Courtesy: http://www.bbc.co.uk/ Blue Planet II

Recently at Rakuten we successfully renewed our mainframe from COBOL to Java (an old Fujitsu to Oracle Exalogic) - press release. It was almost a 3 year long project and towards the end, the entire company was working on it. I transitioned into the development team for the mainframe, to rewrite several batches from Cobol to Java.

Now of course I cannot read COBOL (although its not that different). We had a machine translation software convert the cobol to java but honestly, that was hardly anything. The converted code was not smart, it used zero OOP concepts, it used customized stacks to remember function calls (haha, imagine writing your own implementation to remember function calls) and it looked like COBOL just changed its clothes.
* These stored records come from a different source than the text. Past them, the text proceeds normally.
Issue #1167, opened 2016-10-15
Functional tests failing due to aborted connections


halter73:
Ex:

https://ci.appveyor.com/project/aspnetci/kestrelhttpserver/build/1.0.3648#L449
https://ci.appveyor.com/project/aspnetci/kestrelhttpserver/build/1.0.3645#L428

This reminds me of https://github.com/aspnet/KestrelHttpServer/issues/1147, but the error is coming from BeginRead instead of EndRead.

halter73:
I'm wondering if re-adding [a line like this](https://github.com/aspnet/KestrelHttpServer/blob/1.0.0-beta8/src/Microsoft.AspNet.Server.Kestrel/Http/Frame.cs#L214) to wait for a client FIN/RST prior to calling uv_close is going to be the fix.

As a result, these batches performed very slow - their performance times significantly higher than their COBOL counterparts for the same data.

So the job was simple - to make these batches faster, in fact, much faster than their COBOL counterparts, otherwise what's the point?
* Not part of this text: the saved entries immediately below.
PR #1021, opened 2016-07-28
Improve the performance of connection filters

halter73:
Fixes #768

Issue #768, opened 2016-04-25
StreamSocketOutput.WriteAsync is Sync on Full framework (SSL) 


benaadams:
From #569; PR #588 resolves coreclr, however full framework still has the issue.

Issue on full framework if made sync (it blocks)
![](http://aoa.blob.core.windows.net/aspnet/sslstream-async-issue.png)

Fullframework uses framework's SSL stream the corefx SSL steam only supports 

net46 (.NETFramework,Version=v4.6)
netstandard1.3 (.NETStandard,Version=v1.3)

So would currently need to version bump from v4.5.1 to use it or get the sslstream retargeted (if that would even work?)

benaadams:
Being looked at https://github.com/dotnet/corefx/pull/7800#issuecomment-214267754

benaadams:
See https://github.com/dotnet/corefx/issues/8358

muratg:
Let's try this in RTM.

PR #1187, opened 2016-10-31
Implement Begin/End Read/Write methods in LoggingStream

halter73:
- This allows the reads and writes from SslStream to be logged on desktop .NET

This is working around the issue in SslStream first described in https://github.com/aspnet/KestrelHttpServer/issues/768 and partially fixed by https://github.com/aspnet/KestrelHttpServer/pull/1021.

This issue is apparent when `.UseConnectionLogging()` is configured before `.UseHttps()` and then run on .NET 4.6.

### DIFF
--- a/test/Microsoft.AspNetCore.Server.Kestrel.FunctionalTests/LoggingConnectionFilterTests.cs
+++ b/test/Microsoft.AspNetCore.Server.Kestrel.FunctionalTests/LoggingConnectionFilterTests.cs
@@ -1,0 +1,47 @@
+﻿// Copyright (c) .NET Foundation. All rights reserved.
+// Licensed under the Apache License, Version 2.0. See License.txt in the project root for license information.
+
+using System;
+using System.Threading.Tasks;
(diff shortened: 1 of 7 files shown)


test/Microsoft.AspNetCore.Server.Kestrel.FunctionalTests/LoggingConnectionFilterTests.cs
```diff
@@ -0,0 +1,47 @@
...
+                });
+            })
+            .Build();
+
+            using (host)
+            {
+                host.Start();
+
+                var getTask = HttpClientSlim.GetStringAsync($"https://localhost:{host.GetPort()}/", validateCertificate: false);
+                var timeoutTask = await Task.WhenAny(getTask, Task.Delay(10000));
```
cesarbs: You could use the `TimeoutAfter()` extension method.

halter73:
@cesarbs updated.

My team chose Apache Spark as a framework to work parallelly with data. In this post, I am trying to explore why they made this decision and how Spark looks like compared to traditional batch processing.
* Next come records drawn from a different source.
PR #1190, opened 2016-11-02
Fix more test failures caused by connection resets

halter73:
#1167

### DIFF
--- a/test/Microsoft.AspNetCore.Server.Kestrel.FunctionalTests/ResponseTests.cs
+++ b/test/Microsoft.AspNetCore.Server.Kestrel.FunctionalTests/ResponseTests.cs
@@ -340,15 +340,12 @@ namespace Microsoft.AspNetCore.Server.Kestrel.FunctionalTests
         [Fact]
         public async Task SingleErrorResponseSentWhenAppSwallowsBadRequestException()
         {
+            BadHttpRequestException readException = null;
+
             using (var server = new TestServer(async httpContext =>
             {
-                try
-                {
-                    await httpContext.Request.Body.ReadAsync(new byte[1], 0, 1);
-                }
-                catch (BadHttpRequestException)
-                {
-                }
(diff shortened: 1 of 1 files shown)


cesarbs:
Failed https://ci.appveyor.com/project/aspnetci/kestrelhttpserver/build/1.0.3705

The fix is to change `Send` to `SendEnd`. What happens is that if we happen to close the connection before all data has been read, the connection will be reset and `TestConnection` will fail to read the response.

If you send a FIN then the RST is not sent when the socket is shutdown.

Here's a gist with some code to play with: https://gist.github.com/cesarbs/2f166d2ff21ee138d1ea8022a85e295b

Watch the network while running it and you'll see what I'm talking about:

* The way it is now, you'll only see FINs sent from the server on shutdown
* If you remove the `Shutdown` in the client thread, you'll see the server FIN followed by an RST
* If you change the `Receive` in the server thread to receive 2 bytes, you won't see RSTs

cesarbs:
I was playing with this and `SendEnd` isn't the right fix either. Switching to `SendAll` seems to do the trick i.e. avoid RSTs from the server so the response can be read. The problem with `Send`/`SendEnd` is that they send one character at a time - if it's still sending when the server sends the error response and closes the connection, `Receive` fails when trying to read the response.

Your change also doesn't work because the server just spins waiting for another char so it can begin parsing the chunked prefix (see `MessageBody.ForChunkedEncoding.ParseChunkedPrefix()`).

cesarbs:
One interesting addition to this test is to add a `bool` that's set to `true` in the `catch` block in the app. That way we can be sure we actually caught the `BadHttpRequestException`. Then `Assert.True()` it.

halter73:
I was able to fix this by simply adding one more "g" character. Our current implementation always attempts to read at least 2 bytes before starting to parse the chunk prefix. This could regress if the implementation changes, but no worse than it is today.

cesarbs:
Ok, I supposed that works too. Are you adding the `bool` I suggested?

Background of our batches:


For most of the batch processing we did, there was a fixed pattern to be noticed:

  1. Read data from database and/or file
  2. Process that data for each row of the database table/ each record of the file
  3. Write to database and/or file.

Assume we have an input file which needs to be processed and written into an output file. Assume we have 100 records in the input file.
Traditional Processing
If we were to use traditional processing, we would read the first record, process it, write it to output. Then we would read next record, process it, write to output. We would keep repeating this until all 100 rows. This is a single flow - and as we can guess, it would take us a long time to complete the whole operation. Here's how it can be represented:

Batch Processing

However we already use batch processing. We divide our input records into groups. Let's say groups of 20. That makes a total of 5 groups.
Here we read the first group together (i.e. 20 records), process them, write them to output. Then we would read the next group, process them, write them. We would keep repeating this for all 5 groups. Of course it is much faster to do this than traditional processing, since we save a lot of time switching between tasks and dealing with files. Something like this:

Parallel Processing

However,
What if, we use that same batch processing model as above but with a twist. Let's say you had 5 different machines. You could give each group to one machine. The total time taken would be one fifth that of the batch processing model. This approach is called parallel processing. Roughly, instead of one worker, you have multiple workers who are working in batches:
This is also the approach that Spark takes to process our batches. The working of Spark is slightly different than the diagram above but we will come to the details later, in the next post.

So, why Spark?

In conclusion, we can say that indeed batch processing is much faster than traditional processing. Further, the reason why parallel processing is faster than batch processing is because you operate with multiple groups at the same time instead of just one group at a time. Of course this means we need more resources to achieve this (e.g.: the number of workers required increases in the above diagrams).
Batches which were being run on our mainframe, had very little logic to them. It was about feeding data from one process to another based on a bunch of conditions. Of course what I say is a very very simplified version of how it really looks like. But in summary, there was more work to do in getting the input and writing the output than there was in processing the data in between. Spark fit this choice because, even if we just got rid of the bloated processing of the converted code, we would have practically made no progress with the I/O operation. The logic processing would have pretty much remained the same. Apache Spark blessed us with the power of forgetting about the logic, and concentrating only on the I/O to speed up the processing times. It came with its own challenges, like writing the custom file readers and writers but that's the story of another post!